■ What is expected
Check every line of the entries for the string "disallowFallback" and return the ones that contain it.

■ Provided records
Issue #229, opened 2021-03-18
Port blocking


ricea:
We need to ensure that port blocking is applied to avoid security issues like the [NAT Slipstreaming attack](https://samy.pl/slipstream/). This will probably be delegated to the Fetch standard, so this issue is just here to track it and make sure it isn't forgotten.

yutakahirano:
I'm sure that WebTransport people are happy with the current block list, but having an allow-list instead (whatwg/fetch#1189) can be concerning.

annevk:
https://github.com/whatwg/fetch/issues/889 has some thoughts on this. We probably need to distinguish between local and remote ports as well.

jan-ivar:
@yutakahirano What's our "current block list"? I couldn't find any reference to "port" or "ports" in this spec.

ricea:
https://fetch.spec.whatwg.org/#port-blocking is what we're blocking in practice.

jan-ivar:
We probably should call that out in the spec explicitly.

jan-ivar:
Meeting:
- Adam: Probably W3C's responsibility to track this, since IETF may have native implementations where port blocking is not an issue.
- Marking ready for PR to add link to fetch spec per https://github.com/w3c/webtransport/issues/229#issuecomment-972584267
- As follow-up, push on https://github.com/whatwg/fetch/issues/1268 to possibly add a list to source ports as well to the block list that would be shared with WebTransport (more important for UDP/HTTP3 that we control the source port)
- Might be worth sending a mail to IETF (WebTrans & QUIC?) mailing lists requesting clarity on where this belongs?

PR #378, opened 2021-12-06
Block ports on fetch's bad ports list & use WebTransportError for it and CSP.

jan-ivar:
Fixes https://github.com/w3c/webtransport/issues/229.

***
<a href="https://pr-preview.s3.amazonaws.com/jan-ivar/webtransport/pull/378.html" title="Last updated on Dec 7, 2021, 4:44 PM UTC (1bdb11e)">Preview</a> | <a href="https://pr-preview.s3.amazonaws.com/w3c/webtransport/378/3ddc1a8...jan-ivar:1bdb11e.html" title="Last updated on Dec 7, 2021, 4:44 PM UTC (1bdb11e)">Diff</a>

### DIFF
--- a/index.bs
+++ b/index.bs
@@ -715,7 +715,8 @@ To <dfn>initialize WebTransport over HTTP</dfn>, given a {{WebTransport}} object
    and [=request/origin=] is |origin|.
 1. Run <a>report Content Security Policy violations for |request|</a>.
 1. If [=should request be blocked by Content Security Policy?=] with |request| returns
-   <b>blocked</b>, then abort the remaining steps and [=queue a network task=] with |transport|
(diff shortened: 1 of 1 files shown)


jan-ivar:
cc @annevk

yutakahirano:
Should we use `SecurityError` here?

annevk:
Why does CSP not use `WebTransportError`? I think ideally this uses the same signal as obtaining a connection returning failure. In the future we might want to move the port check there. And potentially we could move some of the CSP checking there as well, at least in theory.

annevk (approved):

yutakahirano:
@jan-ivar, can you update the test as well?

Issue #107, opened 2020-03-26
Fallback support


aboba:
If QUIC is not available what happens? Does the WebTransport constructor return an error?  That's what happens in the current implementation. Or can a fallback transport be invoked?  What if some functionality is not available (e.g. no datagram support)? 

In general, the specification needs to be more clear about fallback (e.g. whether it is transparent or up to the application to handle).

Related: Issue https://github.com/w3c/webtransport/issues/164

ekinnear:
Agreed that it needs to be more clear about fallback. I think we'd discussed the desire to have a fallback with the understanding that QUIC is not going to be available on all networks. That aligns well with work in other areas where we've seen that fallback to TCP-based protocols is workable, if not as nice as using QUIC -- and is certainly better than not having any connectivity for _most_ use cases.

jan-ivar:
Based in the most recent IETF meeting, it sounds like fallback is coming back into favor. If fallback is left to web developers, the concern is a large number of them will settle on the lowest common denominator, e.g. some websocket-like calback-based API in a js library.

At the same time, apps would need to learn what they got. This might look like something like this:
```js
await transport.ready;
if (transport.mode = "http2") 
```

aboba:
At IETF 110, we also discussed an optional argument in the constructor to indicate "QUIC only", so if the application would prefer to fail rather than fallback to HTTP/2, it can request that.

vasilvv:
I'm not sure if checking a specific transport is a good idea, since that's not future proof.  We should instead allow querying for properties, e.g. "are datagrams unreliable".

jan-ivar:
Agree. Also, pardon my ignorance, but when do we know QUIC is not available? E.g. should this be a static method, or does it depend on the server?

aboba:
At the May 20, 2021 IETF WEBTRANS WG meeting, there was support for WebTransport over HTTP/2.  Meeting minutes, slides, etc. are [here](https://datatracker.ietf.org/meeting/interim-2021-webtrans-02/session/webtrans).

yutakahirano:
I think this is out of Minimum Viable Product.

jan-ivar:
Meeting:
- Enums are good. But location should be higher. Maybe `wt.reliability` = new | reliable | unreliable ?
- If you don't want it you write `if (wt.reliability != "unreliable") wt.close()` ? Too costly?
  - new hostname, you attempt toconnect using QUIC, host doesn't support or can't detect, it fails, then you fall back to H2.
[...]

PR #385, opened 2022-02-01
Add wt.reliability attr and {requireUnreliable} constructor option.

jan-ivar:
Fixes https://github.com/w3c/webtransport/issues/107.

***
<a href="https://pr-preview.s3.amazonaws.com/jan-ivar/webtransport/pull/385.html" title="Last updated on Mar 31, 2022, 3:48 PM UTC (73518d8)">Preview</a> | <a href="https://pr-preview.s3.amazonaws.com/w3c/webtransport/385/e3f77e5...jan-ivar:73518d8.html" title="Last updated on Mar 31, 2022, 3:48 PM UTC (73518d8)">Diff</a>

### DIFF
--- a/index.bs
+++ b/index.bs
@@ -599,7 +599,7 @@ A {{WebTransport}} object has the following internal slots.
    failed.
   </tr>
   <tr>
-   <td><dfn>\`[[Reliability]]`</dfn>
+   <td><dfn>`[[Reliability]]`</dfn>
    <td class="non-normative">A {{WebTransportReliabilityMode}} indicating whether
    unreliable (UDP) transport is supported or whether only reliable (TCP fallback)
    transport is used. Returns `"pending"` until a connection has been established.
--- a/index.bs
+++ b/index.bs
@@ -2006,7 +2006,7 @@ connect.onclick = async () => {
     wt = new WebTransport(url);
     addToEventLog('Initiating connection...');
     await wt.ready;
-    addToEventLog(\`HTTP/${(wt.reliability == "reliable-only")? 2 : 3} connection ready.\`);
+    addToEventLog(\`${(wt.reliability == "reliable-only")? "TCP" : "UDP"} connection ready.\`);
     wt.closed
       .then(() => addToEventLog('Connection closed normally.'))
       .catch(() => addToEventLog('Connection closed abruptly.', 'error'));
--- a/index.bs
+++ b/index.bs
@@ -670,9 +670,8 @@ agent MUST run the following steps:
    {{WebTransportOptions/serverCertificateHashes}} if it exists, and null otherwise.
 1. If |dedicated| is false and |serverCertificateHashes| is non-null, then [=throw=] a
    {{TypeError}}.
-1. Let |disallowFallback| be {{WebTransport/constructor(url, options)/options}}'s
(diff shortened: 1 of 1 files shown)


martinthomson:
I think that I would have framed this as `tcpFallback: true/false` rather than talking about a "datagram mode".  Or, to phrase it more positively "quicTransport: true/false" or "http3: true/false".

index.bs
```diff
@@ -1043,6 +1067,7 @@ dictionary WebTransportHash {
 
 dictionary WebTransportOptions {
   boolean allowPooling;
+  boolean disallowFallback;
```
jan-ivar, line 1070: From @martinthomson 
```suggestion
  boolean requireUnreliable;
```

index.bs
```diff
@@ -582,6 +583,11 @@ interface WebTransport {
   readonly attribute ReadableStream incomingUnidirectionalStreams;
 };
 
+enum WebTransportReliabilityMode {
+  "new",
```
jan-ivar, line 587:
```suggestion
  "pending",
```

index.bs
jan-ivar: Meeting:
- Depends on whether we want fallback to be the default or not.
- Early adopters can specify `requireUnreliable: true` now to avoid fallback in the future.
- Should get this in early so people won't be surprised by this behavior.
- Different from allowPooling... open new issue to discuss allowPooling default?

vasilvv:
I don't like the way this describes transports as "reliable" vs "unreliable".  WebTransport always supports reliable delivery.  It sometimes supports unreliable delivery.  So the options should be phrased as "reliableOnly" vs "supportsUnreliable".

index.bs
```diff
@@ -1043,6 +1066,7 @@ dictionary WebTransportHash {
 
 dictionary WebTransportOptions {
   boolean allowPooling;
```
jan-ivar, line 1068:
```suggestion
  boolean allowPooling = false;
```

index.bs
```diff
@@ -1978,8 +2006,7 @@ connect.onclick = async () => {
     wt = new WebTransport(url);
     addToEventLog('Initiating connection...');
     await wt.ready;
-    addToEventLog('Connection ready.');
-
+    addToEventLog(\`HTTP/${(wt.reliability == "reliable-only")? 2 : 3} connection ready.\`);
```
jan-ivar, line 2009: From meeting: avoid referring to specific HTTP/N. 
```suggestion
    addToEventLog(\`${(wt.reliability == "reliable-only")? "TCP" : "UDP"} connection ready.\`);
```

index.bs
```diff
@@ -1978,8 +2006,7 @@ connect.onclick = async () => {
     wt = new WebTransport(url);
     addToEventLog('Initiating connection...');
     await wt.ready;
-    addToEventLog('Connection ready.');
-
+    addToEventLog(\`${(wt.reliability == "reliable-only")? "TCP" : "UDP"} connection ready.\`);
```
jan-ivar, line 2009:
```suggestion
    addToEventLog(\`${(wt.reliability == "reliable-only")? "TCP" : "UDP"} \` +
                  \`connection ready.\`);
```

Issue #388, opened 2022-02-16
Datagram priority algorithm fails to account for chunk size of reliable streams


jan-ivar:
From https://github.com/w3c/webtransport/issues/62#issuecomment-1040952103:
> Mathis Engelbart has looked at impact of prioritizing datagrams within a QUIC connection operating with NewReno. This results in high datagram latency, since **the reliable stream fills the congestion window when datagrams aren't being sent.**
Results are [here](https://docs.google.com/presentation/d/16gxsLckg7mLzYhIiQm0wPgUJHXNPfivbTmln-hhxlJw/edit#slide=id.g1143eb38147_6_224).

A flaw in SendStream's [write](https://w3c.github.io/webtransport/#sendstream-write)'s primitive priority gating algorithm:
 - 7. Wait for _transport_’s [[[Datagrams]]](https://w3c.github.io/webtransport/#webtransport-datagrams)'s [[[OutgoingDatagramsQueue]]](https://w3c.github.io/webtransport/#datagramduplexstream-outgoingdatagramsqueue) to be empty
 
 ...is we fail to account for chunk size, which, being app-controlled, may be magnitudes larger than a ~1024 byte datagram. So a single opening in the datagram queue may kick off:

 - 8. [Send](https://w3c.github.io/webtransport/#stream-send) [mega]_bytes_ on stream’s [[[InternalStream]]](https://w3c.github.io/webtransport/#sendstream-internalstream) and wait for the operation to complete.

...which may take a while, and presumably compete for priority with subsequently sent datagrams (if not outright blocking them).

Even if we tried to control size through re-chunking, there might be N reliable streams ready to jump at this one opportunity.

jan-ivar:
### Proposed solution

A better solution might be:
 - 8. [Send](https://w3c.github.io/webtransport/#stream-send) [mega]_bytes_ on stream’s [[[InternalStream]]](https://w3c.github.io/webtransport/#sendstream-internalstream) _with priority X_ and wait for the operation to complete.

...where X is something we come up with, since [Send (section 2.2)](https://datatracker.ietf.org/doc/html/draft-ietf-quic-transport#section-2.2) appears to expect and _"[relies on receiving priority information from the application](https://datatracker.ietf.org/doc/html/draft-ietf-quic-transport#section-2.2)"_, where _"application"_ is us.

At minimum X should be "high" for datagrams and "low" for everything else, to solve this issue.

This may have further utility in solving https://github.com/w3c/webtransport/issues/62.

[...]

PR #394, opened 2022-03-15
Reduce priority algorithm to normative guidance.

jan-ivar:
Fixes https://github.com/w3c/webtransport/issues/388.

### DIFF
--- a/index.bs
+++ b/index.bs
@@ -1269,11 +1269,11 @@ To <dfn for="SendStream">write</dfn> |chunk| to a {{SendStream}} |stream|, run t
 1. Let |bytes| be a copy of the [=byte sequence=] which |chunk| represents.
 1. Set |stream|'s [=[[PendingOperation]]=] to |promise|.
 1. Return |promise| and run the remaining steps [=in parallel=].
-1. Wait for |transport|'s [=[[Datagrams]]=]'s [=[[OutgoingDatagramsQueue]]=] to be empty.
-
-   Note: This means outgoing datagrams are prioritized over stream data.
 1. [=stream/Send=] |bytes| on |stream|'s [=[[InternalStream]]=] and wait for the operation to
    complete.
+   This sending MAY happen in parallel with sending of previously queued streams and datagrams,
+   as well as streams and datagrams yet to be queued to be sent over this transport.
+   When determining prioritization, the user agent SHOULD make sure datagrams get out quickly.
 1. If the previous step failed, abort the remaining steps.
 
   Note: We don't reject |promise| here because we handle network errors elsewhere, and those steps


yutakahirano (approved):
LGTM.

index.bs
```diff
@@ -1269,11 +1269,11 @@ To <dfn for="SendStream">write</dfn> |chunk| to a {{SendStream}} |stream|, run t
 1. Let |bytes| be a copy of the [=byte sequence=] which |chunk| represents.
 1. Set |stream|'s [=[[PendingOperation]]=] to |promise|.
 1. Return |promise| and run the remaining steps [=in parallel=].
-1. Wait for |transport|'s [=[[Datagrams]]=]'s [=[[OutgoingDatagramsQueue]]=] to be empty.
-
-   Note: This means outgoing datagrams are prioritized over stream data.
 1. [=stream/Send=] |bytes| on |stream|'s [=[[InternalStream]]=] and wait for the operation to
    complete.
+   This sending MAY happen in parallel with sending of previously queued streams and datagrams,
```
LPardue, line 1274: what does the term in parallel mean here? For a single connection, QUIC packets will still be emitted in some serial order. An implementation might timeslice (interleave) stream and datagram payload over different packets, but that might not align with some people's definition of parallel.

jan-ivar, line 1274: Good point, I meant that this write algorithm may end up being invoked multiple times which means these steps may run in parallel with past and future calls of it. But it might be simpler to describe the net result.
```suggestion
   This sending MAY be interleaved with sending of previously queued streams and datagrams,
```

LPardue: interleaved works for me thanks!

martinthomson (approved):
w/ the tweak, seems OK

index.bs
```diff
@@ -1269,11 +1269,11 @@ To <dfn for="SendStream">write</dfn> |chunk| to a {{SendStream}} |stream|, run t
...
 1. Set |stream|'s [=[[PendingOperation]]=] to |promise|.
 1. Return |promise| and run the remaining steps [=in parallel=].
-1. Wait for |transport|'s [=[[Datagrams]]=]'s [=[[OutgoingDatagramsQueue]]=] to be empty.
-
-   Note: This means outgoing datagrams are prioritized over stream data.
 1. [=stream/Send=] |bytes| on |stream|'s [=[[InternalStream]]=] and wait for the operation to
    complete.
+   This sending MAY be interleaved with sending of previously queued streams and datagrams,
+   as well as streams and datagrams yet to be queued to be sent over this transport.
+   When determining prioritization, the user agent SHOULD make sure datagrams get out quickly.
```
jan-ivar, line 1276:
```suggestion
```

■ Answer box
-1. Let |disallowFallback| be {{WebTransport/constructor(url, options)/options}}'s
+  boolean disallowFallback;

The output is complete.